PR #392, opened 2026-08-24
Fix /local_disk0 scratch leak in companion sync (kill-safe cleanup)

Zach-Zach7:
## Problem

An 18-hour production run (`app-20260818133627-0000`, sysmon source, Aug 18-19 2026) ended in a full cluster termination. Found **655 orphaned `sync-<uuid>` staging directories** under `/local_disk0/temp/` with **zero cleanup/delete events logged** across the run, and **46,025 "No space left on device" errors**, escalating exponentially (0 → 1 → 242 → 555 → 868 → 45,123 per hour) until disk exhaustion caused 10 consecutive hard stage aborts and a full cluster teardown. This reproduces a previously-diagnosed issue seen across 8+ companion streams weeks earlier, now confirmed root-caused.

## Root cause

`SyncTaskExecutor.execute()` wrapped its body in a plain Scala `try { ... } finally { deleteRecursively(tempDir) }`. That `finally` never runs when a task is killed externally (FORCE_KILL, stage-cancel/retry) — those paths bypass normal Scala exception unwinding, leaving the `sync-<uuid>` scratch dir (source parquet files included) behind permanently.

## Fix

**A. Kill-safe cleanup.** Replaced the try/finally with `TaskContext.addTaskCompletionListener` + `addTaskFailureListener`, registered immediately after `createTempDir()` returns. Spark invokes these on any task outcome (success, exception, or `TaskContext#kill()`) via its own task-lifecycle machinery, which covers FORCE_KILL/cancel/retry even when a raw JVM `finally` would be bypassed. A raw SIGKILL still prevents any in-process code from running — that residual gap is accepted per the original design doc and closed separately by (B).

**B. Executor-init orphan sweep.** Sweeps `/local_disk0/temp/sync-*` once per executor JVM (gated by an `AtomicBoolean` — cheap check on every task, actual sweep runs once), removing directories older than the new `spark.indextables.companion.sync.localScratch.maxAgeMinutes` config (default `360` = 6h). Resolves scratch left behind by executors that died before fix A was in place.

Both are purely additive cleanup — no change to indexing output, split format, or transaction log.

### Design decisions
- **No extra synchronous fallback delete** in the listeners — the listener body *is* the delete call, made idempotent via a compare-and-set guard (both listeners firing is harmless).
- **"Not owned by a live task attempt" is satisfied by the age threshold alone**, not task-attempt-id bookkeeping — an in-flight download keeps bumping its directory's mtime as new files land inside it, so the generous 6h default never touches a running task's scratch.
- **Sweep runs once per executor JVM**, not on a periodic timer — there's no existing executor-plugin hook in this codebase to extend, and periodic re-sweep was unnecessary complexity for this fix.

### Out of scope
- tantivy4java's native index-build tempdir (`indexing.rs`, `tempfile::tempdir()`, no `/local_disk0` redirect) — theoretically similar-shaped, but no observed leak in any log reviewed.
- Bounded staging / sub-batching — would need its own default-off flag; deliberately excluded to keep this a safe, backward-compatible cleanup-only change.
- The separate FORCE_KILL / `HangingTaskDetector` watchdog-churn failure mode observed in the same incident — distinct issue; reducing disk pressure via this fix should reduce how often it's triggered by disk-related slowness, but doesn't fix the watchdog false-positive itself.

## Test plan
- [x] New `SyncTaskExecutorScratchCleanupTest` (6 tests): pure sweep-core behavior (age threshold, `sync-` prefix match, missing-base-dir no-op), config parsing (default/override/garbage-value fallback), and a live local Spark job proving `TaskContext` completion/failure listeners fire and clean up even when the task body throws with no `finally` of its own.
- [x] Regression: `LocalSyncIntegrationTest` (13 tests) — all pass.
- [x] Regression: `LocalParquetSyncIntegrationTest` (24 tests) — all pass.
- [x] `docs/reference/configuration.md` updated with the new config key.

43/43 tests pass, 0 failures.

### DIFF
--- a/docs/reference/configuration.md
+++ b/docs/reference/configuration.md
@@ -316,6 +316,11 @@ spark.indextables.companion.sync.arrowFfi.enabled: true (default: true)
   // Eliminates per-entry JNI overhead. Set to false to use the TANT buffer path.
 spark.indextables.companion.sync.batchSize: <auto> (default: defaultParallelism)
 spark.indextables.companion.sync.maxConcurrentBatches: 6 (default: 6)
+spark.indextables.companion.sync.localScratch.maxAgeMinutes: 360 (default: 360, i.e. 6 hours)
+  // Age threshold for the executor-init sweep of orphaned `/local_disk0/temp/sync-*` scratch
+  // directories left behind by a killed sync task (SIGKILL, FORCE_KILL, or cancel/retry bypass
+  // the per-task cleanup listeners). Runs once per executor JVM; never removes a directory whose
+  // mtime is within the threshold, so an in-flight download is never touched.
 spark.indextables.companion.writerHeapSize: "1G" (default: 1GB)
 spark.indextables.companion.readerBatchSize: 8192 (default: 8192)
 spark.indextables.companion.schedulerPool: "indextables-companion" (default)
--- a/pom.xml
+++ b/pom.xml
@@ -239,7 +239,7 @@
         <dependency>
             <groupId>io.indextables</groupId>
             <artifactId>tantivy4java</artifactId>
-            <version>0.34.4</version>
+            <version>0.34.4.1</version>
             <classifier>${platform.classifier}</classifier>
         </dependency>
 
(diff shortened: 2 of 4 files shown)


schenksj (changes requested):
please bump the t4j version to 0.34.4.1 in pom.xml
════════
What the task requires — Here the answer is the exact run of lines above, from the line with "is never touched." down to the last, and nothing else.

Solution to the exercise —
+  // mtime is within the threshold, so an in-flight download is never touched.
 spark.indextables.companion.writerHeapSize: "1G" (default: 1GB)
 spark.indextables.companion.readerBatchSize: 8192 (default: 8192)
 spark.indextables.companion.schedulerPool: "indextables-companion" (default)
--- a/pom.xml
+++ b/pom.xml
@@ -239,7 +239,7 @@
         <dependency>
             <groupId>io.indextables</groupId>
             <artifactId>tantivy4java</artifactId>
-            <version>0.34.4</version>
+            <version>0.34.4.1</version>
             <classifier>${platform.classifier}</classifier>
         </dependency>
 
(diff shortened: 2 of 4 files shown)


schenksj (changes requested):
please bump the t4j version to 0.34.4.1 in pom.xml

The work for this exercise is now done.